Они сошлись. Пыль взметнулась столбом. Искры посыпались из камней, подвернувшихся им под ноги. Не жалели они ни себя, ни противника своего нисколечко. Да и не простил бы один другому слабости, поблажки.

Это уже не драка - это работа.

Молча. Яростно. Всерьез.

Даже зрителям невмоготу стало. Помочь нельзя, а видеть такое - не приведи господь никому!

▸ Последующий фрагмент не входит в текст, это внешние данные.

PR #5287, opened 2022-07-08
Make a clearer model for IBloomErrorReporter (BL-11193)

sujeffreyl:


sujeffreyl (commented):
Instead of having Bloom have a separate ErrorReportUtils class to add functionality to libpalaso's ErrorReport class, we can now make a subclass of ErrorReport. (The subclass is called BloomErrorReport). This allows us to avoid setting function parameters in class instance vars in a mult-stage, stateful scenario. Instead, we can now instead pass the function parameters directly through, so it's more direct and less stateful now (and this should relieve JT's concerns about any potential situation where the instance vars might get overwritten by multiple error reports)

> *[Reviewable](https://reviewable.io/reviews/bloombooks/bloomdesktop/5287#-:-N6TlWUWD81fFBYU0kfU:bx63ikb)* status: 0 of 16 files reviewed, all discussions resolved

sujeffreyl (commented):
> *[Reviewable](https://reviewable.io/reviews/bloombooks/bloomdesktop/5287)* status: 0 of 16 files reviewed, 1 unresolved discussion

___
*[`src/BloomExe/BloomExe.csproj` line 3 at r1](https://reviewable.io/reviews/bloombooks/bloomdesktop/5287#-N6Tn70HAMfFCNM3_TXI:-N6Tn70HAMfFCNM3_TXJ:bvnqax1) ([raw file](https://github.com/bloombooks/bloomdesktop/blob/fc832df434d36f7c84451aaccbc02c65f77b0c99/src/BloomExe/BloomExe.csproj#L3)):*
> ```XML
> <Project ToolsVersion="12.0" DefaultTargets="Build" xmlns="http://schemas.microsoft.com/developer/msbuild/2003">
>   <Import Project="..\..\packages\SIL.Windows.Forms.Keyboarding.10.0.0-beta0042\build\SIL.Windows.Forms.Keyboarding.props" Condition="Exists('..\..\packages\SIL.Windows.Forms.Keyboarding.10.0.0-beta0042\build\SIL.Windows.Forms.Keyboarding.props')" />
> ```

Waiting upon https://github.com/sillsdev/libpalaso/pull/1191 to be merged.
Then, will need to go back and edit this to beta0043 instead.

sujeffreyl (commented):
> *[Reviewable](https://reviewable.io/reviews/bloombooks/bloomdesktop/5287)* status: 0 of 16 files reviewed, 2 unresolved discussions

___
*[`src/BloomExe/ErrorReporter/AllowSendReport.cs` line 5 at r1](https://reviewable.io/reviews/bloombooks/bloomdesktop/5287#-N6TnU8ZAh1wQvfrj80m:-N6TnU8ZAh1wQvfrj80n:b-k90io5) ([raw file](https://github.com/bloombooks/bloomdesktop/blob/fc832df434d36f7c84451aaccbc02c65f77b0c99/src/BloomExe/ErrorReporter/AllowSendReport.cs#L5)):*
> ```Smalltalk
> namespace Bloom.ErrorReporter
> {
> 	public enum AllowSendReport
> ```

So, JH does not want to receive reports that just say what the notify said.  So, we don't want the Report button to show up all the time by default...
I explored making it not show up by default unless specifically requested, but this is contrary to the legacy behavior which determined it based on whether the exception was null or non-null. There could be code in libpalaso that makes this assumption, and... so far I've found about 20% of the calls to NotifyUserOfProblem that I've checked rely on this behavior.  (And there are 138 calls total in BloomExe). So I'm reluctant to change the default behavior.

So, what I'm thinking is that the default will be AllowIfException, same as the legacy behavior, but I provide a way to manually override the default behavior if you don't want the report button to show (or do, even if there's no exception).

JohnThomson (changes requested):
I like it! A few minor suggestions.

> Reviewed 15 of 16 files at r1, 1 of 1 files at r2, all commit messages.
> *[Reviewable](https://reviewable.io/reviews/bloombooks/bloomdesktop/5287#-:-N6Uobat3X-QYwejauQp:bm1pdew)* status: all files reviewed, 9 unresolved discussions (waiting on @andrew-polk and @sujeffreyl)

___
*[`src/BloomExe/ErrorReporter/AllowSendReport.cs` line 10 at r2](https://reviewable.io/reviews/bloombooks/bloomdesktop/5287#-N6UegnZ37GWddqFdkp3:-N6UegnZ37GWddqFdkp4:bp3fdie) ([raw file](https://github.com/bloombooks/bloomdesktop/blob/e041ac7770338d72a99fae15532184e471996b12/src/BloomExe/ErrorReporter/AllowSendReport.cs#L10)):*
> ```Smalltalk
> 		Disallow,
> 		Allow,
> 		AllowIfException
> ```

If the default is AllowIfException, why are they two distinct members of the enumeration?
___
*[`src/BloomExe/ErrorReporter/BloomErrorReport.cs` line 16 at r2](https://reviewable.io/reviews/bloombooks/bloomdesktop/5287#-N6Uffd99gB4Lnv6N7cC:-N6Uffd99gB4Lnv6N7cD:bowjmup) ([raw file](https://github.com/bloombooks/bloomdesktop/blob/e041ac7770338d72a99fae15532184e471996b12/src/BloomExe/ErrorReporter/BloomErrorReport.cs#L16)):*
> ```Smalltalk
> 		/// <param name="policy">Optional: The policy to use to decide whether to show the notification. Defaults to ShowAlwaysPolicy</param>
> 		/// <param name="allowSendReport">Whether or not to show the Report button.</param>
> 		/// <param name="extraButtonLabel">Optional: The label of the Report button. Pass "" to disable. Defaults to disabled.</param>
> ```

This is confusing. Since the default is null, presumably that also disables, though the comment doesn't say so. But then there is the possibility of passing AllowSendReport.Allow along with an empty string or null, which feels contradictory. Maybe the default should just use a default string, and the allowSendReport should control that? Or is that a problem because callers assume an old behavior?
___
*[`src/BloomExe/ErrorReporter/BloomErrorReport.cs` line 34 at r2](https://reviewable.io/reviews/bloombooks/bloomdesktop/5287#-N6UlV1h3rIvV4uin1vb:-N6UlV1h3rIvV4uin1vc:b9lcig4) ([raw file](https://github.com/bloombooks/bloomdesktop/blob/e041ac7770338d72a99fae15532184e471996b12/src/BloomExe/ErrorReporter/BloomErrorReport.cs#L34)):*
> ```Smalltalk
> 						allowSendReport, extraButtonLabel, onExtraButtonPressed);
> 				}
> 				else
> ```

I presume there's no way GetErrorReporter can return null?
___
*[`src/BloomExe/ErrorReporter/BloomErrorReport.cs` line 47 at r2](https://reviewable.io/reviews/bloombooks/bloomdesktop/5287#-N6UkUkH-rvyFkiO06UE:-N6UkUkH-rvyFkiO06UF:bxky62j) ([raw file](https://github.com/bloombooks/bloomdesktop/blob/e041ac7770338d72a99fae15532184e471996b12/src/BloomExe/ErrorReporter/BloomErrorReport.cs#L47)):*
> ```Smalltalk
> 					if (result == ErrorResult.Yes)
> 						HtmlErrorReporter.DefaultOnReportClicked(message, exception);
> 				}
> ```

My first thought looking at the above was that there should be some way to follow the reporting policy while using the base type. But IIRC, that's why we added the improved API.  Might be worth commenting explicitly that the legacy API doesn't support control over the appearance or presence of the Report button.
___
*[`src/BloomExe/ErrorReporter/HtmlErrorReporter.cs` line 128 at r2](https://reviewable.io/reviews/bloombooks/bloomdesktop/5287#-N6UmKHe5HfawPmWVn6b:-N6UmKHe5HfawPmWVn6c:b-otilcs) ([raw file](https://github.com/bloombooks/bloomdesktop/blob/e041ac7770338d72a99fae15532184e471996b12/src/BloomExe/ErrorReporter/HtmlErrorReporter.cs#L128)):*
> ```Smalltalk
> 		/// <param name="allowSendReport">Whether or not to show the Report button.</param>
> 		/// <param name="extraButtonLabel">The label of the extra button. "" means disabled. null means default, which is disabled.</param>
> 		/// <param name="onExtraButtonClicked">The action to take when the extra button is clicked.</param>
> ```

See comment above.
___
*[`src/BloomExe/ErrorReporter/IBloomErrorReporter.cs` line 18 at r2](https://reviewable.io/reviews/bloombooks/bloomdesktop/5287#-N6UmjN97oVcCikyBkHG:-N6UmjN97oVcCikyBkHH:bio604c) ([raw file](https://github.com/bloombooks/bloomdesktop/blob/e041ac7770338d72a99fae15532184e471996b12/src/BloomExe/ErrorReporter/IBloomErrorReporter.cs#L18)):*
> ```Smalltalk
> 		/// <param name="policy">The policy to use to decide whether to show the notification.</param>
> 		/// <param name="allowSendReport">Whether or not to show the Report button.</param>
> 		/// <param name="extraButtonLabel">The label of the extra button. "" means disabled. null means use the default label.</param>
> ```

And again.
___
*[`src/BloomExe/ErrorReporter/SentryErrorReporter.cs` line 35 at r2](https://reviewable.io/reviews/bloombooks/bloomdesktop/5287#-N6Umx3R6e3GMRKZDJFN:-N6Umx3R6e3GMRKZDJFO:b-9hl6w9) ([raw file](https://github.com/bloombooks/bloomdesktop/blob/e041ac7770338d72a99fae15532184e471996b12/src/BloomExe/ErrorReporter/SentryErrorReporter.cs#L35)):*
> ```Smalltalk
> 
> 		public void NotifyUserOfProblem(IRepeatNoticePolicy policy, Exception exception, string message)
> 			=> NotifyUserOfProblemCustom(message, exception, policy);
> ```

Less and less happy about this name as I see more. What's Custom about it? It's like an overload with all the options, but you can't make it an overload because so many are optional that it would be ambiguous? Could we make fewer arguments optional, maybe at the cost of another overload or two, so that one can use the same name? Or how about NotifyUserOfProblemCore or NotifyUserOfProblemImpl[ementation]?

sujeffreyl (commented):
> *[Reviewable](https://reviewable.io/reviews/bloombooks/bloomdesktop/5287)* status: all files reviewed, 9 unresolved discussions (waiting on @andrew-polk, @JohnThomson, and @sujeffreyl)

___
*[`src/BloomExe/ErrorReporter/SentryErrorReporter.cs` line 35 at r2](https://reviewable.io/reviews/bloombooks/bloomdesktop/5287#-N6Umx3R6e3GMRKZDJFN:-N6hcPe19vdeFcMtLQUe:bb7w9eg) ([raw file](https://github.com/bloombooks/bloomdesktop/blob/e041ac7770338d72a99fae15532184e471996b12/src/BloomExe/ErrorReporter/SentryErrorReporter.cs#L35)):*

Less and less happy about this name as I see more. What's Custom about it? It's like an overload with all the options, but you can't make it an overload because so many are optional that it would be ambiguous? Could we make fewer arguments optional, maybe at the cost of another overload or two, so that one can use the same name? Or how about NotifyUserOfProblemCore or NotifyUserOfProblemImpl[ementation]?
</blockquote></details>

Hmm. I guess there are 2 aspects to why it's "custom". 1) It allows customizing the two buttons.  2) it's custom in the sense that we customized  IErrorReporter with IBloomErrorReporter.

I wouldn't want to call it Impl[emenation], because it's 100% valid and reasonable for other parts of the code to call NotifyUserOfProblemCustom directly.

However, I would be ok with just renaming it to NotifyUserOfProblem if you prefer that to NotifyUserOfProblemCustom. I think I can make it an overload without any problem? I'll just add comments around each one as to whether it's required by IErrorReporter or IBloomErrorReporter.

sujeffreyl (commented):
> *[Reviewable](https://reviewable.io/reviews/bloombooks/bloomdesktop/5287)* status: all files reviewed, 9 unresolved discussions (waiting on @andrew-polk, @JohnThomson, and @sujeffreyl)

___
*[`src/BloomExe/ErrorReporter/BloomErrorReport.cs` line 16 at r2](https://reviewable.io/reviews/bloombooks/bloomdesktop/5287#-N6Uffd99gB4Lnv6N7cC:-N6htoNGCrNrRlq2IcVL:b-8h69tl) ([raw file](https://github.com/bloombooks/bloomdesktop/blob/e041ac7770338d72a99fae15532184e471996b12/src/BloomExe/ErrorReporter/BloomErrorReport.cs#L16)):*

This is confusing. Since the default is null, presumably that also disables, though the comment doesn't say so. But then there is the possibility of passing AllowSendReport.Allow along with an empty string or null, which feels contradictory. Maybe the default should just use a default string, and the allowSendReport should control that? Or is that a problem because callers assume an old behavior?
</blockquote></details>

Ooops. Well, one big part of the problem is that I copy/pasted the wrong comment...
___
*[`src/BloomExe/ErrorReporter/IBloomErrorReporter.cs` line 18 at r2](https://reviewable.io/reviews/bloombooks/bloomdesktop/5287#-N6UmjN97oVcCikyBkHG:-N6hxEfBBKNZwIZlI4vu:b-896fix) ([raw file](https://github.com/bloombooks/bloomdesktop/blob/e041ac7770338d72a99fae15532184e471996b12/src/BloomExe/ErrorReporter/IBloomErrorReporter.cs#L18)):*

And again.
</blockquote></details>

Done.

sujeffreyl (commented):
> *[Reviewable](https://reviewable.io/reviews/bloombooks/bloomdesktop/5287)* status: all files reviewed, 9 unresolved discussions (waiting on @andrew-polk, @JohnThomson, and @sujeffreyl)

___
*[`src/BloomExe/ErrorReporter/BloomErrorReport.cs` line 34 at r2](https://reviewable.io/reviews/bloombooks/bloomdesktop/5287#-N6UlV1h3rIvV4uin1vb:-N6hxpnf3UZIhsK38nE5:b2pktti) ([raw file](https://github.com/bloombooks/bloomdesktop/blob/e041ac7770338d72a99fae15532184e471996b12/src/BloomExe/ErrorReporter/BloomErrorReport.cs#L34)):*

Бабка Оладья первая опомнилась:

- Храни тебя Бог, сынок. - перекрестила она в воздухе бойцов. Ребятки, милые, пошли скорей, родимые, он же специально майора на себя заманул, чтобы мы проскочили...

С трудом оторвавшись от страшного и завораживающего зрелища, путешественники очнулись. И встали они плечо в плечо, как в пионерском своем детстве, и со знаменем нараспашку - пошли, пошли, пошли...!

Впереди всех - бабка Оладья, бесстрашная матерь человеческая, расставив руки, словно прикрыть всех стараясь.

За ней - Маруся Бесприданная, дочка ее, кем только и как только можно обиженная.

За ней - Рыжая Женька, во всей своей ведьминой красоте.

А за ними все мужики многострадальные: битые, обворованные, чиновниками шельмованные, трудом непосильным изуродованные, а по большому счету, такие же ребята, как и те, в пограничной форме, что на пути у них встали.

Наверное потому, когда шагнул навстречу им, выставив кулаки, ефрейтор Попкин, удержал его за рукав сержант Пысин, сказав ему простую солдатскую мудрость:

- Не делай того, после чего тебе стыдно будет. Ты же - Русский солдат... - и махнул рукой на нарушителей. - Чего встали?! Пошли вы...

Тут он загнул такое, что даже ветер стих от неожиданности. И все солдаты, как по команде, повернулись спиной к нарушителям. А на пригорке остановили бой Громилин и Полукрымский, провожая взглядом нарушителей.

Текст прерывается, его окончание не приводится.